» Exercise description
In the records that follow, find the line with "PR #442, opened 2024-01-23"; from there, retype every line exactly through the line with "berland, line 63: why", which also belongs to the answer.

» Information supplied
=== Begin Enclosure ===
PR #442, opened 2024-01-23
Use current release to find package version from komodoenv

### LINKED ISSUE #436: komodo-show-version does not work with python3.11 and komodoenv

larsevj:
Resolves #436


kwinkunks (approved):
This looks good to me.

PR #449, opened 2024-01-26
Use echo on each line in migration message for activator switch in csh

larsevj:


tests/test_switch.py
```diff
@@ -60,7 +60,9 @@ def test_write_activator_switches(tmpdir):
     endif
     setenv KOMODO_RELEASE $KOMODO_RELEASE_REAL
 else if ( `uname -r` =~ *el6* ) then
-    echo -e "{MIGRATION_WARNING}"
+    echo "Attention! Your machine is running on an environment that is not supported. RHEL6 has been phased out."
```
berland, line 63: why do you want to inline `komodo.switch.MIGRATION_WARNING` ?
=== End Enclosure ===
=== Begin Enclosure ===
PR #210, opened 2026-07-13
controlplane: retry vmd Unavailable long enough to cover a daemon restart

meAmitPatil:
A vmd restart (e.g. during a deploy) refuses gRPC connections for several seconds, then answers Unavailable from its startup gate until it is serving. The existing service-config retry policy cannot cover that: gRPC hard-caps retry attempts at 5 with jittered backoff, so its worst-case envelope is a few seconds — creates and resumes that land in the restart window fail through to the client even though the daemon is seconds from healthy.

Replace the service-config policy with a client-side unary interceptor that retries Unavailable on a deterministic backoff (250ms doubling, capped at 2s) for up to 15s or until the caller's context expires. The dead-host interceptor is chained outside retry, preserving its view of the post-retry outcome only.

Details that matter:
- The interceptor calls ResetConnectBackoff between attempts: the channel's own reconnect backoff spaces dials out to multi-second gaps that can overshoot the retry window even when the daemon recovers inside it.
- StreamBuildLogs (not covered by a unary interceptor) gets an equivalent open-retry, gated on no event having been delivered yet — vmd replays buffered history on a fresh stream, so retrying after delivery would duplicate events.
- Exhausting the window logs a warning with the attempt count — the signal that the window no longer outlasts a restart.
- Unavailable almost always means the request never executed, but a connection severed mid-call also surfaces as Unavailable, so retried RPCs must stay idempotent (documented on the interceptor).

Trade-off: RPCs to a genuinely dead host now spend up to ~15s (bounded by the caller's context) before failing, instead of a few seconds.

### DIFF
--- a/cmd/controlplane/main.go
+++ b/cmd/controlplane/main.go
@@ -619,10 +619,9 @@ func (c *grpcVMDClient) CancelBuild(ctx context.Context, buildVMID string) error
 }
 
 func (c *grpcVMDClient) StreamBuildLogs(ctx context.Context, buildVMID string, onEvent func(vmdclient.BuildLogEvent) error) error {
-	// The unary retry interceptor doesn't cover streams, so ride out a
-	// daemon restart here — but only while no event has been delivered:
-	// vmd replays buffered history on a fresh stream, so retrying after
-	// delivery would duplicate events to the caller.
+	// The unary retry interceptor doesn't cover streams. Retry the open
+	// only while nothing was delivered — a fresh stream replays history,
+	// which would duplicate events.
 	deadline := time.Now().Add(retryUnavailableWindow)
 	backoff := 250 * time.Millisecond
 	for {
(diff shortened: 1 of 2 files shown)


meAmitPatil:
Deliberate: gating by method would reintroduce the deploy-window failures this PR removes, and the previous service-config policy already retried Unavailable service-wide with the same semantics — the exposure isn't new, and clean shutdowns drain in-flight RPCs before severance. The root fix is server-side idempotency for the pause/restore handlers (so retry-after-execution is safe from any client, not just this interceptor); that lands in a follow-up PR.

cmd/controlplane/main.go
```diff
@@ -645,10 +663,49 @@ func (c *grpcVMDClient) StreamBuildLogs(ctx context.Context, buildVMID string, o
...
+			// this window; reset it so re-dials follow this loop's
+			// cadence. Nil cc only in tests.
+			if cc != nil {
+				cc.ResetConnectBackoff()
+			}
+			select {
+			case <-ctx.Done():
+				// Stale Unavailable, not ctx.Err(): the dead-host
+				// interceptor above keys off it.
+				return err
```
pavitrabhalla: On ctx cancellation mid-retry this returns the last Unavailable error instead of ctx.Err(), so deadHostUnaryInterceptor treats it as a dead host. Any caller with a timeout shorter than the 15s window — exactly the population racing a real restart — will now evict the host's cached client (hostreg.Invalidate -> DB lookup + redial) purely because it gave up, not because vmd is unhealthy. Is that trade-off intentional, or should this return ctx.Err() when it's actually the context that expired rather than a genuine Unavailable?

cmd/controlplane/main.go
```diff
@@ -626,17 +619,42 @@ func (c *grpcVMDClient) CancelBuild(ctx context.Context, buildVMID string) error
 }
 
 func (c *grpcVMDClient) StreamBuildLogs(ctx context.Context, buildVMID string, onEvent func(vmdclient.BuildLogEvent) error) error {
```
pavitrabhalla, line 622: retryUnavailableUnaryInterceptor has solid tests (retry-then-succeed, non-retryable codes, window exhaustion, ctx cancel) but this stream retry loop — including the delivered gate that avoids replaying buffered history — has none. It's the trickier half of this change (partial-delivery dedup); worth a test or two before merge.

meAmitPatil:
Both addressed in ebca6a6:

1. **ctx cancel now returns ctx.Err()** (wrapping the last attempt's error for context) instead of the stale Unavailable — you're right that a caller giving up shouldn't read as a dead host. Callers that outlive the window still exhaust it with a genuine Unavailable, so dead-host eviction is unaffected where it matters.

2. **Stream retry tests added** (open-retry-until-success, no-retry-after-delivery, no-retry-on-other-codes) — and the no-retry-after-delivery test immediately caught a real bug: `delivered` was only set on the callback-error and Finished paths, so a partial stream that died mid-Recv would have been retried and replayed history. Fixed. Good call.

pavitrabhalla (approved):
=== End Enclosure ===
» Solution to this task
PR #442, opened 2024-01-23
Use current release to find package version from komodoenv

### LINKED ISSUE #436: komodo-show-version does not work with python3.11 and komodoenv

larsevj:
Resolves #436


kwinkunks (approved):
This looks good to me.

PR #449, opened 2024-01-26
Use echo on each line in migration message for activator switch in csh

larsevj:


tests/test_switch.py
```diff
@@ -60,7 +60,9 @@ def test_write_activator_switches(tmpdir):
     endif
     setenv KOMODO_RELEASE $KOMODO_RELEASE_REAL
 else if ( `uname -r` =~ *el6* ) then
-    echo -e "{MIGRATION_WARNING}"
+    echo "Attention! Your machine is running on an environment that is not supported. RHEL6 has been phased out."
```
berland, line 63: why do you want to inline `komodo.switch.MIGRATION_WARNING` ?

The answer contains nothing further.